Segundo o infectologista Dr. Guenael Freire de Souza, do São Marcos Saúde (Dasa/MG), a descoberta é promissora, mas deve ser interpretada com cautela. “A vacina evita a reativação do vírus varicela-zoster e, como consequência, impede uma inflamação que pode estar associada à demência, mas novos estudos são necessários para confirmar este fato”, atenta. Além disso, por ser um estudo observacional, não é possível estabelecer uma relação de causa e efeito definitiva, já que fatores como estilo de vida ou e acesso aos serviços de saúde podem influenciar os resultados.

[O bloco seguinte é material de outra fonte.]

PR #32564, opened 2022-09-23
WIP MGMT-12115: Assisted installer: add optional ZTP test

vrutkovs:
Add ad-hoc ztp test to make sure assisted-installer changes don't break ZTP flow.

The second commit adds support to re-use ci-index built by latest assisted-service commit. In order to use it we have to introduce a new env var:
* the index cannot be imported as "ci-index" (ci-operator disallows that), so we have to import it with a different name
* we can't use ci-operator substituted pullspec for disconnected jobs, so we have to construct image name using IMAGE_INDEX_TAG env var

### DIFF
--- a/ci-operator/config/openshift/assisted-installer/openshift-assisted-installer-master__edge.yaml
+++ b/ci-operator/config/openshift/assisted-installer/openshift-assisted-installer-master__edge.yaml
@@ -217,6 +217,8 @@ tests:
       ASSISTED_OPENSHIFT_INSTALL_RELEASE_IMAGE: release:latest
       INDEX_IMAGE: assisted-service-index
       OPENSHIFT_INSTALL_RELEASE_IMAGE: release:latest
+    env:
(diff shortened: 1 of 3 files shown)


vrutkovs:
/hold

for rehearsal (which is expected to fail)

vrutkovs:
```
'unpack job not completed: Unpack pod(openshift-marketplace/9a488701bdf4369d70e385f86c89b4dd34f8128d5f0ca96bdb5144910f9rhrh)
      container(pull) is pending. Reason: ErrImagePull, Message: rpc error: code =
      Unknown desc = reading manifest sha256:1a9af3216636d6de7ecd53ffe84cafb46f9996199fb807c7626a2e5dd345ab40
      in registry.build02.ci.openshift.org/ci-op-wrzhdvk0/pipeline: unauthorized:
      authentication required.'
```

Subscription cannot be installed - seems cluster is provisioned with a pull secret, which doesn't have a record for CI cluster

omertuc:
/uncc @omertuc 

re-cc when ready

Internações por herpes-zóster crescem no Brasil
O número de internações por varicela e herpes-zóster tem aumentado nos últimos anos no Brasil. Segundo dados do Sistema de Informações Hospitalares do Sistema Único de Saúde (SIH/SUS), foram registradas cerca de 2.600 internações em 2023, um crescimento de aproximadamente 13,6% em relação a 2022. Na comparação com 2021, o aumento chega a 31,6%. O Dr. Souza destaca que o vírus pode permanecer dormente por décadas e se reativar em situações de imunossupressão, como o envelhecimento ou a presença de doenças crônicas. “Durante anos, o vírus pode ficar quietinho, sem causar problemas. Mas, em determinadas situações, ele pode se reativar e atingir a pele por meio de nervos inflamados, causando lesões com bolhas e muita dor”, assinala.

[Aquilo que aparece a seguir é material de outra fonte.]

PR #32566, opened 2022-09-23
assisted-service: create day2 master ZTP jobs

mkowalski:
Contributes-to: [MGMT-8578](https://issues.redhat.com//browse/MGMT-8578)
Contributes-to: [MGMT-12143](https://issues.redhat.com//browse/MGMT-12143)

### DIFF
--- a/ci-operator/config/openshift/assisted-service/openshift-assisted-service-master__edge.yaml
+++ b/ci-operator/config/openshift/assisted-service/openshift-assisted-service-master__edge.yaml
@@ -476,6 +476,20 @@ tests:
         NUMBER_OF_DAY2_HOSTS=2
       NUM_EXTRA_WORKERS: "5"
     workflow: assisted-baremetal-operator-ztp
+- as: e2e-ai-operator-ztp-compact-day2-masters
+  optional: true
+  steps:
+    cluster_profile: packet-assisted
+    dependencies:
+      ASSISTED_OPENSHIFT_INSTALL_RELEASE_IMAGE: release:latest
+      OPENSHIFT_INSTALL_RELEASE_IMAGE: release:latest
+    env:
+      ASSISTED_ZTP_CONFIG: |
+        SPOKE_CONTROLPLANE_AGENTS=3
+        NUMBER_OF_DAY2_HOSTS=1
+        DAY2_MASTERS=True
+      NUM_EXTRA_WORKERS: "4"
+    workflow: assisted-baremetal-operator-ztp
 - as: e2e-ai-operator-ztp-sno-day2-workers
   steps:
     cluster_profile: packet-assisted
--- a/ci-operator/jobs/openshift/assisted-service/openshift-assisted-service-master-presubmits.yaml
+++ b/ci-operator/jobs/openshift/assisted-service/openshift-assisted-service-master-presubmits.yaml
@@ -356,6 +356,81 @@ presubmits:
     - ^master$
     - ^master-
     cluster: build03
+    context: ci/prow/edge-e2e-ai-operator-ztp-compact-day2-masters
+    decorate: true
+    labels:
+      ci-operator.openshift.io/cloud: packet-edge
+      ci-operator.openshift.io/cloud-cluster-profile: packet-assisted
+      ci-operator.openshift.io/variant: edge
+      ci.openshift.io/generator: prowgen
+      pj-rehearse.openshift.io/can-be-rehearsed: "true"
+    name: pull-ci-openshift-assisted-service-master-edge-e2e-ai-operator-ztp-compact-day2-masters
+    optional: true
+    rerun_command: /test edge-e2e-ai-operator-ztp-compact-day2-masters
+    spec:
+      containers:
+      - args:
+        - --gcs-upload-secret=/secrets/gcs/service-account.json
+        - --image-import-pull-secret=/etc/pull-secret/.dockerconfigjson
+        - --lease-server-credentials-file=/etc/boskos/credentials
+        - --report-credentials-file=/etc/report/credentials
+        - --secret-dir=/secrets/ci-pull-credentials
+        - --secret-dir=/usr/local/e2e-ai-operator-ztp-compact-day2-masters-cluster-profile
+        - --target=e2e-ai-operator-ztp-compact-day2-masters
+        - --variant=edge
+        command:
+        - ci-operator
+        image: ci-operator:latest
+        imagePullPolicy: Always
+        name: ""
+        resources:
+          requests:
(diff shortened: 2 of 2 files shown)


ci-operator/config/openshift/assisted-service/openshift-assisted-service-master__edge.yaml
```diff
@@ -489,6 +503,21 @@ tests:
...
+    dependencies:
+      ASSISTED_OPENSHIFT_INSTALL_RELEASE_IMAGE: release:latest
+      OPENSHIFT_INSTALL_RELEASE_IMAGE: release:latest
+    env:
+      ASSISTED_ZTP_CONFIG: |
+        SPOKE_CONTROLPLANE_AGENTS=1
+        NUMBER_OF_DAY2_HOSTS=1
+        DAY2_MASTERS=True
+      NUM_EXTRA_WORKERS: "2"
+      PACKET_PLAN: m3.large.x86
```
adriengentil, line 519: how many VM does the job spawn? Try with the default machine I think

ci-operator/config/openshift/assisted-service/openshift-assisted-service-master__edge.yaml
```diff
@@ -476,6 +476,20 @@ tests:
...
+  steps:
+    cluster_profile: packet-assisted
+    dependencies:
+      ASSISTED_OPENSHIFT_INSTALL_RELEASE_IMAGE: release:latest
+      OPENSHIFT_INSTALL_RELEASE_IMAGE: release:latest
+    env:
+      ASSISTED_ZTP_CONFIG: |
+        SPOKE_CONTROLPLANE_AGENTS=3
+        NUMBER_OF_DAY2_HOSTS=1
+        DAY2_MASTERS=True
```
omertuc, line 490: Where is this used?

ci-operator/config/openshift/assisted-service/openshift-assisted-service-master__edge.yaml
mkowalski: I don't understand your question, it's defined just in the line you commented - `NUM_EXTRA_WORKERS: "2"`

ci-operator/config/openshift/assisted-service/openshift-assisted-service-master__edge.yaml
mkowalski: In https://github.com/openshift/assisted-service/pull/4437

ci-operator/config/openshift/assisted-service/openshift-assisted-service-master__edge.yaml
adriengentil: You set `PACKET_PLAN` to `m3.large` which is a big and more expensive machine, is there a specific reason? because I see the other job runs more VMs and you did not set `PACKET_PLAN` for it

mkowalski: This job is a dumb copy of `e2e-ai-operator-ztp-sno-day2-workers`. Whatever is set there, I set here. Unless we want to discuss reconfiguration of the other job too, I don't see a reason why one should be different from the other

mkowalski: To be clear

* `e2e-ai-operator-ztp-compact-day2-masters` is blind copy of `e2e-ai-operator-ztp-compact-day2-workers`
* `e2e-ai-operator-ztp-sno-day2-masters` is blind copy of `e2e-ai-operator-ztp-sno-day2-workers`

omertuc: The job spawns 7 VMs - 5 for the hub (3 + 2 dev-scripts default), 2 for spoke (NUM_EXTRA_WORKERS)

mkowalski: I'm not sure the discussion about those numbers really should be happening here. We have current jobs that take **some cluster** and add **some workers** to it. The new job will take **the same cluster** and **instead** of adding some workers it will add some masters.

We are not adding more nodes right now. It's just that previously we were adding workers, now we are adding masters.

>How does it even work? Are you allowed to add a master to a cluster with already 3 masters?

Yes, that's a new feature that we implement as MGMT-8578

mkowalski: Number-wise everything is good. In the compact cluster we have

* `SPOKE_CONTROLPLANE_AGENTS=3`
* `NUMBER_OF_DAY2_HOSTS=1`
* `NUM_EXTRA_WORKERS: "4"`

In the SNO we have

* `SPOKE_CONTROLPLANE_AGENTS=1`
* `NUMBER_OF_DAY2_HOSTS=1`
* `NUM_EXTRA_WORKERS: "2"`

All the numbers add up correctly. We have enough VMs to address all the needs

omertuc: yeah sorry I was mixing up the compact and SNO jobs

omertuc: >How does it even work? Are you allowed to add a master to a cluster with already 3 masters?

However, this question was directed at OCP - not at Assisted

mkowalski: >However, this question was directed at OCP - not at Assisted

Long story short, yes - in the process of replacing a master node in the OCP cluster there is a period of time when you have a cluster with 4 masters. It only an intermediate step that's supposed to be only for a short while, but nevertheless there will be a notion of cluster with 4 masters

omertuc: OK. I'll be surprised if it works with a SNO - guess we'll see

mkowalski: You are right, probably "replacing master" in case of SNO is a nonsense. Let me remove this test because I don't see any benefit

omertuc: It's not nonsense, it's definitely not officially supported though. SNO+Workers is supported since 4.11 and having temporarily 2 SNOs while the older one is being removed is not out of the question, even though it's not something we should be wasting our time on until it's supported

tl;dr not entirely nonsense but unsupported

O infectologista também chama atenção para manifestações atípicas que dificultam o diagnóstico. As lesões podem ser confundidas com outras condições, atrasando o início do tratamento. Em alguns casos, o herpes-zóster pode causar complicações neurológicas, como encefalites, paralisias e alterações visuais. “Mais de 90% da população adulta brasileira já teve catapora e carrega o vírus de forma latente. Com o envelhecimento populacional, sua reativação torna-se mais comum, o que reforça a importância da vacinação”, acrescenta.
Atualmente, a única vacina contra herpes-zóster disponível no Brasil é a Shingrix, produzida pela GSK. Indicada para pessoas com mais de 50 anos ou imunossuprimidas, é aplicada em duas doses e está disponível apenas na rede privada, com custo aproximado de R$ 800 por dose, o que limita o acesso para grande parte da população. Globalmente, mais de 55 milhões de pessoas vivem com demência, número que pode ultrapassar 131 milhões até 2050, impulsionado pelo envelhecimento populacional. A cada três segundos, um novo caso é diagnosticado. O Alzheimer e outras formas de demência são doenças devastadoras, tanto para os pacientes quanto suas famílias.
“Essa associação entre vacinação e saúde cerebral precisa ser explorada com mais profundidade, mas pode nos levar a uma nova forma de proteger o cérebro contra a demência. A possibilidade de que uma vacina já existente possa ajudar a reduzir esse risco abre uma nova dimensão para a saúde pública”, finaliza o Dr. Souza.